Melt the butter in a frying pan and bake the stuffed eggs, first with the stuffing on the bottom. Turn them over after two minutes and fry for another couple of minutes. Arrange the eggs in a casserole. Whisk the raw egg/honey-sauce and pour them over the stuffed eggs. Bake ten to fifteen minutes in the oven until the mixture has set..
To serve
Warm or at room temperature, as first course of a medieval meal, or as lunch or snack in a modern menu. This dish is not specifically meant for Lent, but it could be eaten during that period.
Ingredients
All descriptions of ingredients
Burnet
Tanacetum balsamita, a perennial originating from the Caucasus. The plant was mainly used in medicine: against worms, for aiding menstruation and labour. It is an easy garden plant. The Romans used costmary occasionally also in culinary recipes, and later it was used in salads and stuffings. The leaves have a bitter, minty taste and spreads an odour that not everyone likes. It was also used to bookmark pages in the binle, hence the name bible leaf. A nice addition to your herb garden.
Curly mint
This is simply a variation of Mentha spicata (spearmint), but with curly leaves (Mentha spicata var. crispa). There are many kinds of mint, like peppermint, a hybrid from spearmint and water mint (Mentha aquatica).

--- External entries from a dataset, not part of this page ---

PR #1059, opened 2026-07-30
fix: prevent pool burst creation, zombie churn, and auto-cleanup

BATMAN-JD:
## Problem

The pool controller had several issues causing staging instability:

1. **Zombie churn cycle**: Accounts that hit the AWS account limit were left in NoState forever, requeueing every 5 minutes. The pool counted these as "unclaimed" so it thought the pool was satisfied, but they would never provision — blocking new healthy accounts from being created.

2. **Burst creation**: The pool created all needed Account CRs in rapid succession via the ownership watch re-reconcile, causing burst CreateAccount API calls that overwhelmed the account controller.

3. **Pending deletion miscounting**: Accounts pending deletion were still counted as "unclaimed", inflating the pool satisfaction check and preventing replacement accounts from being created.

4. **958 zombie Account CRs in staging**: Failed, pool-owned Account CRs with no AWS account ID accumulated since 2022. They are irrecoverable but inflate the Account CR list, adding overhead to every pool reconcile.

### Commit: cc94dba4 — Prevent pool burst creation and zombie churn cycle
- Pool satisfaction now uses `IsPendingFirstProcessing()` instead of counting all unclaimed accounts, excluding stuck/zombie CRs
- Pool satisfaction check uses `available + progressing + pending` instead of raw unclaimed count
- 30-second delay between Account CR creations prevents burst API calls

### Commit: 01c5c339 — Use Condition instead of failing accounts blocked by AWS limit
- Accounts blocked by the AWS limit get an observable `AccountPending` Condition (reason: `AWSAccountLimitReached`) instead of silently requeueing
- **Sets a Condition, not a State** — this is the load-bearing safety decision. Setting State would strand the account forever (never picked up for creation once limit clears, never reaped). Keeping State empty preserves the recovery path
- The account controller requeues every 5 minutes and will proceed normally once headroom opens up

### Commit: d0595247 — Exclude accounts pending deletion from pending count
- Accounts with a deletion timestamp are no longer counted as "unclaimed" in pool satisfaction
- Ensures the pool controller creates replacement accounts promptly during reuse cleanup

### Commit: 612989a2 — Garbage-collect zombie Account CRs on reconcile
- On reconcile, Failed Account CRs with no AWS account ID and pool ownership are automatically deleted
- Finalizers are stripped first to prevent the account controller's deletion path from trying STS assume role into a non-existent account
- On deploy to staging, this will automatically clean up all ~958 existing zombie CRs

### Pool-level limit gate (in cc94dba4)
- Pool controller checks `accountCount >= limit` before creating new Account CRs
- If at the limit, pauses and requeues after 5 minutes instead of creating CRs that would sit in NoState
- This is the missing cap that prevents unbounded CR creation when the org limit is exhausted

## Testing

- Unit tests added for pool satisfaction logic, pending deletion exclusion, zombie GC, and limit gate
- Zombie GC tests: verifies deletion of zombies (Failed + no AWS ID + pool-owned) and preservation of real failures (Failed + has AWS ID)
- Pool tests: NoState pending accounts satisfy pool, Failed accounts do not, mixed states work correctly, limit-reached blocks creation

## Follow-up work

1. **Leaked account cleanup** (separate PR): ~217 Failed accounts WITH AWS account IDs need investigation — these represent real AWS accounts that failed during setup but still exist in the organization
2. **Context threading** ([ROSAENG-62411](https://redhat.atlassian.net/browse/ROSAENG-62411)): Thread `ctx` through helper functions to replace `context.TODO()` — the zombie GC code uses a `//nolint:contextcheck` for `removeFinalizer` which doesn't accept context yet
3. **Pool controller label selectors**: Currently lists ALL Account CRs every reconcile with no label selector — should filter by pool ownership at the API level


controllers/account/account_controller.go
```diff
@@ -125,6 +125,23 @@ func (r *AccountReconciler) Reconcile(ctx context.Context, request ctrl.Request)
 
 	// Log accounts that have failed and don't attempt to reconcile them
 	if currentAcctInstance.IsFailed() && !currentAcctInstance.IsPendingDeletion() {
+		// Garbage-collect zombie CRs: Failed, no AWS account, pool-owned.
+		// These were created by the pool controller but never provisioned in AWS
+		// (e.g. account limit was reached). They are irrecoverable and inflate
+		// the Account CR list, adding overhead to every pool reconcile.
+		if !currentAcctInstance.HasAwsAccountID() && currentAcctInstance.IsOwnedByAccountPool() {
```
AlexSmithGH, line 132: I'd consider wrapping this in a feature flag to enable at will in staging and not impact our other environments. I'm not totally sure if in all environments if this set of conditionals on an account CR should always lead to use removing finalizers and deleting the account.

AlexSmithGH (commented):
/hold
/lgtm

If you plan to have mint in your garden, you must be watchful: it spreads throughout the border and in my garden it even tried to cross the path. For use as kitchen herb, take care to remove the flower buds, because once in bloom the leaves lose a lot of their fragrance. On the other hand, flowering mint is attractive for butterflies and bees.
Sage
A decorative perennial evergreen, Salvia officinalis. If you have the use of a garden, be sure to plant one! You can pick the leaves all year round. Classical combinations are with chicken livers, with onions as a stuffing for pork, and in several egg dishes. Be careful, the taste can become overbearing. Originally sage was used as a medicine (as the Latin name shows), but by the Late Middle Ages sage also became an ingredient in recipes for food.
Bibliography
The editions below were used by me. Links refer to available editions.
- Trude Ehlert, Das Kochbuch des Mittelalters: Rezepte aus alter Zeit, eingeleitet, erläutert und ausprobiert (2000).
- Hans Wiswe, ‘Ein mittelniederdeutsches Kochbuch des 15. Jahrhunderts’. In: Braunschweigisches Jahrbuch 37 (1956), pp.19-55. (internetedition of the bare text).
- Hans Wiswe, ‘Nachlese zum ältesten mittelniederdeutschen Kochbuch’. In Braunschweigisches Jahrbuch 39 (1958), pp.103-121.